1998 - Identity Theft and Assumption Deterrence Act (18 U.S.C. Chapter 47) - Prohibits knowingly transferring or using, without lawful authority, a means of identification of another person with the intent to commit, or to aid or abet, any unlawful activity that constitutes a violation of Federal law, or that constitutes a felony under any applicable State or local law.

1998 - Children's Online Privacy Protection Act (15 U.S.C. § 6501) - Commercial websites designed for children must now obtain "verifiable parental consent" before collecting, using, or disclosing personal information from all children under 13.

1999 - Gramm, Leach, Bliley Financial Services Modernization Act (15 U.S.C. Chapter 94) - Requires all financial services firms to provide annual notices about their data-use policies to all their customers, and also to provide mechanisms for customers to "opt out" — to decide that they no longer want information about them to be used in certain ways.

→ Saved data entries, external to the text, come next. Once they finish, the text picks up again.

PR #1445, opened 2026-09-19
Workflows & Recipes F3: the Workflow inspector tab

### LINKED ISSUE #1403: Workflows & Recipes F3: Workflow inspector tab

## Depends on

|---|---|---|
| #1402 (F1a) | yes | `git cat-file -e origin/develop:frontend/src/components/views/WorkflowsView.vue` |
| #1396 (B4) | yes | `git grep -q CHANGED_WORKFLOWS origin/develop -- pixlstash` |
| #1400 (B8) (only for the Insert loader entry) | no | `git grep -q insert-lora-loader origin/develop -- pixlstash/authz/registry.py` |

## What

Reshape `panels/WorkflowInspector.vue` into the **Workflow** tab on `AppInspector`. There is no Run tab.

- **Header:** title plus "In the X stack · N pictures", or "Showing the cover: X" when the stack itself is selected. The "N pictures" figure is a link (F7 wires the chip). Show "M deleted" when there are some.
- **Models, all editable:**
  - Checkpoint.
  - VAE ("From the checkpoint").
  - LoRA slots, **two lines per slot**: name + 28px strength, then a full-width `Segmented` Workflow/Recipe.
  - *Insert loader*, only if B8 shipped it.
- **Defaults = shown in Run:** each value with provenance ("from your best pictures" / "edited by you" + reset) and a pin. Value fields are `--control-h`, and the 96px label column is local.
- *All N parameters*, Notes, *Node names for ComfyUI users* disclosure. The input-mode UI moves here.
- **Footer:** **Run…**, plus ⋯ with Duplicate, Open in ComfyUI, Export workflow, Hide, and Delete (imported only). With several workflows selected, Run… stays visible but disabled (`aria-disabled` + `aria-describedby`), reason "Run one workflow at a time", and the inspector shows "N workflows selected" with *Stack together* and *Hide*.
- A selected member shows **that member** on this tab.
- Until F5 lands, Run… may open the existing run path.

## Acceptance

- Tests for provenance/reset, a mark flip calling the slots route, and the disabled multi-select Run.

lindkvis:
Closes #1403 (v1.12 Workflows & Recipes, F3).

Adds the **Workflow** tab to the Workflows grid's right rail on
`/workflows-next`: header, Models (checkpoint, VAE, LoRA slots with a
full-width Workflow/Recipe switch), Defaults with provenance, reset and a pin,
the *All N parameters* / Notes / *Node names* disclosures, and a footer with
Run… and ⋯. With several selected, Run… stays on screen and refuses
(`aria-disabled` + `aria-describedby`, "Run one workflow at a time") beside
*Stack together* and *Hide*. A selected stack member shows that member.

Backend, both needed by the above and both additive:

* `GET /workflows/cards/{key}` now returns `pins`. `PUT .../pins` shipped with
  nothing reading it back, so the pin could be set and never drawn. `null`
  (no choice) and `[]` (everything unpinned) stay different answers, and an
  unreadable row answers `null` rather than `[]`.
* Each entry of a card's `models`/`loras` carries `slot_label`. Without the
  address the client cannot say which slot it just marked.

## Two departures from the issue

**It is a new component, not a reshaping of `WorkflowInspector.vue`.** That
file still serves the shipped shelf on `/workflows`, and every step here is
required to leave the shelf working until F1b — which deletes
`WorkflowShelf.vue`, its store and its inspector together. Reshaping it in
place would have taken the shelf's rail out now for no gain.

**Six drawn items are not in this PR**, each because the data or the route is
absent, not to save work. Editable checkpoint/VAE (no route sets a card's
model file); LoRA strength (`_describe_slots` reads filenames, and
`FEATURED_NAMES` excludes `strength_model`); "M deleted" (no deleted count on
a card); the "N pictures" link (F7 wires it — the route exists but the picture
grid has no client-side `workflow_key` filter, so a link would land on an
unfiltered library); the picture-input UI (the stored overrides are readable,
but the list of picture inputs a card *has* is served only by the file-keyed
`GET /comfyui/workflows/{name}/inputs`); and ⋯ Duplicate / Open in ComfyUI /
Export workflow / Delete. The menu holds Hide/Unhide alone rather than showing
entries that would do nothing. All of it is written down in
`docs/frontend_architecture.md` §F3.

Run… opens the shipped run panel, which the issue permits until F5. It is not
scoped to the selected card, which is the honest state of the existing run
path rather than something this PR chose.

## Tests

22 frontend tests and two extended backend ones. Eighteen mutations were run
against the new logic; each turned a named assertion red and was restored.
Four assertions written first survived inversion and were rewritten to pair a
value to its own row rather than count across the panel.

## Where I disagree with the pre-push review

* `useWorkflowsStore.fetchCards`' early return while a fetch is in flight can
  swallow a refresh. Real, but it is the shipped store's behaviour from F1a and
  every caller has it; fixing it here would be an unrelated change to a
  function three other call sites share.
* "Export workflow has a route." `GET /workflows/recipes/{hash}/graph` exists
  but answers `runnable: false` by construction — the document has its
  parameters, seeds and prompts nulled and its assets named opaquely. Export
  has to write a file ComfyUI can open, so that read is not it.

## Size

~1500 lines against the brief's ~600. About 1100 of it is the new component,
its CSS and its tests; I would rather flag the overrun than drop the tests.


frontend/src/stores/useWorkflowsStore.js
```diff
@@ -199,6 +199,20 @@ export const useWorkflowsStore = defineStore("workflows", () => {
...
+   *
+   * For the one gesture that invalidates them wholesale: marking a LoRA slot
+   * re-keys every card of the topology, so the cards cached under a cover key
+   * can name workflows the hub no longer has. `fetchCards` does not clear
+   * them — it only re-reads the grid, which lists covers — so an open stack
+   * would keep drawing its pre-flip members until the session reset.
+   */
+  function forgetMembers() {
+    members.value = {};
+    membersFailed.value = new Set();
```
lindkvis, line 233: Two problems here, both reproduced against this head.

**1. An open stack panel ends up claiming its members could not be read.** Nothing re-opens the stack, so `openMembers` falls back to `[cover]`, `membersLoading` is `false`, and `StackPanel.vue` computes `missing = size - members.length` and renders "2 could not be read" — a failure message for a deliberate invalidation, with no way back except collapsing and re-expanding.

This lands on this PR's own headline flow: selecting a member *inside an open stack panel* is what the tab adds, and flipping that member's LoRA switch is the gesture it exists for. Worse when the flip re-keys the cover out of the grid: `openMembers` is then `[]` while `openStackKey` is still set, so the panel stops being drawn at all and the grid row keeps `aria-expanded="true"`.

**2. An in-flight `openStack` puts the stale members straight back.** `inflight` is left alone and `epoch` is not bumped, and `openStack`'s completion path guards on `mine === epoch` only — so a member read that was on the wire when the flip fired writes the *pre-flip* members back into `members`. That is exactly the stale state the docstring above says this function prevents. Expand a stack, call `forgetMembers()` before the member reads resolve, and `store.members` comes back holding the old cover key.

`reset()` below is the shape to copy — it bumps `epoch`, clears `inflight`, and sets `loading = false` because the old epoch's `finally` will not:

```js
function forgetMembers() {
  epoch += 1;
  loading.value = false;      // the old epoch's `finally` will not clear it
  members.value = {};
  inflight.value = new Set();
  membersFailed.value = new Set();
  closeStack();               // finding 1
}
```

`closeStack()` is the laziest answer to finding 1: the stack collapses, the false message never appears, and re-expanding fetches fresh members through the path that already exists. Re-opening it automatically is the bigger fix and needs a decision about a cover that is no longer a stack.

The `loading = false` line also closes the swallowed-refresh hole the PR body sets aside: every call site does `forgetMembers()` then `await store.fetchCards()`, and that call currently early-returns to nothing whenever a grid read is already in flight.

frontend/src/components/panels/WorkflowTab.vue
```diff
@@ -0,0 +1,873 @@
...
+    const body = await setWorkflowPins(key, pins);
+    if (stillOn(key)) detail.value = { ...detail.value, pins: body.pins ?? pins };
+  } catch (err) {
+    fail(err, "Could not change that pin.");
+  } finally {
+    busy.value = "";
+  }
+}
+
+async function saveNotes() {
```
lindkvis: This is the one write that does not `claim()`. Clicking a pin is what blurs the textarea, so "edit notes → click a pin" puts a PATCH and a PUT in flight together. The PATCH answers with the whole detail including the *pre-toggle* pins, so if it lands second the pin visibly flips back while the server holds the right value — precisely the failure `claim()`'s own docstring describes, with the notes save sitting just outside it.

frontend/src/components/panels/WorkflowTab.vue
```diff
@@ -0,0 +1,873 @@
...
+ * `allSettled`, and the grid is re-read whatever happened: a loop that threw
+ * on the first refusal left the ones before it hidden on the server, still
+ * drawn in the grid, still selected, under one sentence saying none of it
+ * worked. The message names how many actually went.
+ */
+async function hideSelected() {
+  if (!claim("hide")) return;
+  const keys = [...store.selectedKeys];
+  try {
+    const results = await Promise.allSettled(
```
lindkvis: N concurrent PATCHes, and each one runs a full `read_grid()` inside `_read_detail` — whose own docstring says the grid read is paid "once, on a gesture a person made, rather than per card". Each also `_announce`s separately.

There is no bulk-hide route, so the options are to sequence them or to add one; firing them concurrently is the one choice that maximises both grid reads and single-writer contention. Not blocking, and the `allSettled` handling itself is right.

frontend/src/components/panels/WorkflowTab.vue
```diff
@@ -0,0 +1,873 @@
...
+
+.wftab-chip--empty {
+  border-style: dashed;
+  background: transparent;
+  color: rgba(var(--v-theme-on-surface), var(--opacity-text-secondary));
+}
+
+/* A local track, like the 96px label column above: wide enough for a
+   strength ("0.85") and no wider. Not a spacing token used as a width. */
+.wftab-strength {
```
lindkvis: This draws a 56px bordered field showing `—` beside every LoRA, and the PR correctly explains no strength data exists (`FEATURED_NAMES` has no `strength_model`). An empty input-shaped box reads as broken rather than as "not recorded"; a plain caption, or nothing until the data lands, says the same thing without drawing a control that does nothing.

frontend/src/components/panels/WorkflowTab.vue
```diff
@@ -0,0 +1,873 @@
...
+}
+
+.wftab-value {
+  display: flex;
+  align-items: center;
+  min-height: var(--control-h);
+  padding: 0 var(--space-3);
+  border: 1px solid rgb(var(--v-theme-divider));
+  border-radius: var(--radius-sm);
+  background: rgba(var(--v-theme-on-surface), 0.04);
```
lindkvis: `rgba(var(--v-theme-on-surface), 0.04)` appears four times here and once in `WorkflowDefaultRow.vue`. The repo's surface-fill idiom is `0.06` / `0.08` (`ProjectFiles.vue`, `DedupPictureStrip.vue`, `ConnectAgentDialog.vue`, `StackExpansionStrip.vue` and others), so `0.04` is a new off-ramp value. Trivial, but it is the kind of drift the design manual exists to stop.

lindkvis (commented):
Reviewed `origin/develop...b5211586`. Backend is sound: no new route, so no `ROUTE_POLICIES` entry and no authz surface; `key_pins` keeps `null` and `[]` apart and type-checks outside the `try` (a stored scalar parses fine and then is not a pin list); `pins` lands in `_read_detail`, so the PATCH and the defaults PUT answer with it too and `detail.value = body` cannot silently drop it. `card_defaults` unions `seen | overrides`, so no edited value can sit outside `defaults` and be dropped by the whole-set reset. The tests are the good kind — paired to their own row rather than counted across the panel.

Green on the new frontend suite (22), the two extended backend tests, the architecture and CI-shard guardrails (202), `ruff check` / `ruff format --check`, and `npm run lint`.

**Two findings, both in `forgetMembers()`**, and one fix covers both. Both reproduced against this head with a throwaway store test. The rest of the comments are smaller notes, none blocking.

On the PR body's two disagreements: both hold. `fetchCards`' early return is shipped F1a behaviour shared by three other call sites; `GET /workflows/recipes/{hash}/graph` does answer `runnable: false` by construction, so it is not an export. Note that the fix below closes the `fetchCards` hole here for free.

Size is fine — the overrun is the component, its CSS and its tests, and the tests are the part worth having.

frontend/src/stores/useWorkflowsStore.js
lindkvis: Both right, both fixed in `5cb81f69`, and I took your shape almost verbatim.

`forgetMembers()` now bumps the epoch, clears `loading` and `inflight`, empties the maps and calls `closeStack()`. I confirmed finding 1 against `StackPanel.vue:129` — `missing = size - members.length` with `loading` false is exactly the "2 could not be read" path — and finding 2 is real for the reason you give: `openStack`'s completion guards only on `mine === epoch`, so clearing `inflight` alone would not have stopped the write-back.

Three tests in `useWorkflowsStore.test.js`, one per half plus the `loading` line:

- *collapses the open stack rather than leaving it reporting a failure* — `openStackKey` null and `openMembers` empty after the call.
- *drops a member read that was already on the wire, and can read again* — releases a member read after `forgetMembers()`, asserts `members` stays empty, then re-opens the stack and asserts the members that land are the fresh ones. That second half is what holds the `inflight` clear: without it the re-open returns early for ever, and asserting on `store.inflight` would not work anyway since the store does not expose it.
- *leaves a grid read able to start again* — the swallowed-refresh hole you point out. Mutating `loading.value = false` away turns it red.

Each of the three goes red under a targeted mutation (drop `closeStack()`, drop the epoch bump, drop the `loading` line) and green again on restore.

You are right that this closes the `fetchCards` early-return hole for the call sites in this component for free. I have left `fetchCards` itself alone, since the guard is shipped F1a behaviour that three other call sites share.

frontend/src/components/panels/WorkflowTab.vue
lindkvis: Right about the hole, and I took the invariant — but I queued the writes instead of refusing the second, because your own example is what argues against refusing.

Blur fires before click, so in "edit notes → click a pin" the notes save reaches `claim()` first and the pin click is the one refused. Adding `claim()` to `saveNotes` would have traded "the pin visibly flips back" for "the pin click does nothing at all, silently", which is not obviously the better failure.

So `claim()` is now `queueWrite(token, work)` in `5cb81f69`: writes run in turn on a promise chain, `busy` names only the link that is running, and each link catches its own so a failure cannot break the chain. Nothing is dropped, and nothing overlaps. Every handler is a `queueWrite` call now, `saveNotes` included.

New test, *does not let a notes save put the pre-toggle pins back*, drives your exact sequence: type, blur, click the pin. The mocked hub answers each read with the pins it holds at that moment, so ordering is observable — after the blur only the PATCH is in flight and `setWorkflowPins` has not been called; once it settles the pin write runs and `sampler_name` stays above the fold. Run together, the PATCH answers last carrying `pins: null`, the default set applies and the row drops back inside the fold while the hub holds it pinned. Mutating the chain back to `Promise.resolve().then(...)` turns this test and *runs one write at a time* red.

One note on the draft: `saveNotes` compares `notesDraft` against `detail.notes` at queue time rather than at run time, because the question is "did the person change anything", and by the time an earlier write has finished `detail` may already carry what they typed.

frontend/src/components/panels/WorkflowTab.vue
lindkvis: Agreed, and sequenced in `5cb81f69`. I had reached for `allSettled` to stop the loop aborting on the first refusal and took the concurrency along with it without asking whether I wanted it; I did not, for the reason you give — N PATCHes means N `read_grid()` calls and N announces against a single-writer hub, on a gesture that is not urgent.

It is a plain `for … await` again, but the `try/catch` is inside the loop rather than around it, so every card is still attempted and the message still names how many actually went. Adding a bulk route is a backend change I have left alone: it belongs with the other missing write routes rather than in this PR.

*says how many of a multi-select hide actually went* still holds it — mutating the body back to a loop that rethrows turns it red.

frontend/src/components/panels/WorkflowTab.vue
lindkvis: Agreed, and gone in `5cb81f69` — the element and its rule both. You are right that a bordered 56px box holding `—` reads as broken rather than as absent, and the honest state is that the card payload has no strength at all.

I considered a caption instead and dropped it: one muted "strength not recorded" per slot is noise on a workflow with four LoRAs, and the chip beside it already says which file is in the slot. The comment in the template names `_describe_slots` and `FEATURED_NAMES` so the next person knows what has to land before the field can exist, and `docs/frontend_architecture.md` §F3 says the same.

frontend/src/components/panels/WorkflowTab.vue
lindkvis: Fair, and fixed in `5cb81f69`. `0.04` was mine, not copied from anywhere — all four here and the one in `WorkflowDefaultRow.vue` are now `0.06`, which is what `ProjectFiles.vue` and the others use.

While in there I also replaced the one `0.08` — `.wftab-item:hover` — with `var(--hover-wash)`. That is the token for the case and I should have used it first time.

2001 - USA Patriot Act (Public Law No: 107-56) - After the 911 terrorist attacks, the act updated surveillance laws to reflect the digital world and expands surveillance powers of law enforcement and intelligence gathering agencies. Many provisions in the act were set to expire in 2005. The USA Patriot Act was reauthorized by the USA PATRIOT and Terrorism Prevention Reauthorization Act of 2005 (Public Law No: 109-177) and USA PATRIOT Act Additional Reauthorizing Amendments Act of 2006 (Public Law No: 109-178).

2008 - FISA Amendments Act of 2008 (H.R.6304, Public Law No: 110-261) - Expands FISA to allow warrantless surveillance, establishing a procedure for authorizing certain acquisitions of foreign intelligence.

2015 - USA Freedom Act (H.R. 2048, Public Law No. 114–23) - Extends parts of the Patriot Act and ends bulk collection of phone data.